You brought up the ability to stimulate the pins with an input file. Most of the time what I need help debugging is serial communication interfaces like SPI and I2C, so a file that just says "pin1 high, pin 1 low" would be really tedious. It'd be a lot better if the emulator understood a few basic protocols like UART, I2C, and SPI and allowed the author to input scripts using these protocols.

Also, can I encourage you to pick a higher level language than C to start with? Python and Java would be two fine languages. C# maybe if you prefer native binaries over interpreted. With Linux's mono, it should be possible to make it cross-platform even. Perhaps Ada also fits these requirements - I don't know since it's still foreign to me.

Good luck! I look forward to hearing more about this

Seairth · 2017-05-27 14:55

DavidZemon wrote: »

As Seaith mentioned, Gear would be one existing example, though it is neither open source nor free.

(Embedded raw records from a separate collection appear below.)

PR #3147, opened 2026-09-18
fix(jq): recognize every identity-passthrough spelling in a pattern's first-step identity test

### LINKED ISSUE #3119: jq: a wrapped identity source (`(try . catch 1) as {a:$v} ?// $v`) fails the pattern's first step and retries onto the wrong alternative

newhoggy:
## Summary

`resolve_as_pattern`'s first-step identity test (jq's `path_intact`) only recognized a
bare `.` head as "the source value is the register's own node." Every other
`is_identity_passthrough` spelling (`try . catch 1`, `if true then . else . end`,
`. // 1`) fell to the null/bool catch-all, wrongly decided the step was *not* intact, and
either refused (a single pattern) or **retried onto the next `?//` alternative** —
binding a different alternative than jq does, which `del`/`=` then write through. The
load-bearing case is a silent wrong delete: `del((. // 1) as {a:$v} ?// $v | $v)` on
`{"a":"s","c":"s"}` wrote `null` (deleting the whole document) where jq deletes one key,
leaving `{"c":"s"}`.

Fix: add dedicated `If`/`Try`/`Alternative` match arms to the `identical` computation,
mirroring `is_identity_passthrough`'s own grammar exactly. The `Alternative` (`A // B`)
arm additionally requires the register be truthy — `A // B` only equals `.` exactly when
`A` actually produced the value; `B` runs, and is completely unconstrained, whenever the
register is null/false. This is *stricter* than the issue's own suggested `bound == value`
gate (which alone could re-admit a #3129-style value-coincidence fabrication off-register,
per #3120's carried-register mechanism) and stays sound in that case, at the cost of one
confirmed refuse-only divergence from jq (documented and pinned in the new test).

The link above is to the GPLed source. Am I missing something?

DavidZemon · 2017-05-27 15:16

Seairth wrote: »

DavidZemon wrote: »

As Seaith mentioned, Gear would be one existing example, though it is neither open source nor free.

The link above is to the GPLed source. Am I missing something?

Nope, probably the other way around. I must be thinking of something else. That's great

DavidZemon · 2017-05-27 15:26

Oh that's beautiful

I just checked out the code from SVN onto my Ubuntu 17.04 machine, opened it up with JetBrains Rider, compiled it, and started the main app and it worked! Haven't actually debugged a program yet, but it ran without any problems. I might have to start using this...

Wossname · 2017-05-27 15:35

DavidZemon wrote: »

Also, can I encourage you to pick a higher level language than C to start with?

Encouragement is to be encouraged

Can you provide a reason for using a "language-level" higher than C? I chose C for a few reasons, not least of which is that it's a very well understood and solid basis and one that the standard tools can actively enforce, with the appropriate switches. Secondly, everyone (myself included) and his dog knows C. In my limited experience, python or ruby or R or php, or F# or whatever changes it's stripes every 2 months and then nothing works properly.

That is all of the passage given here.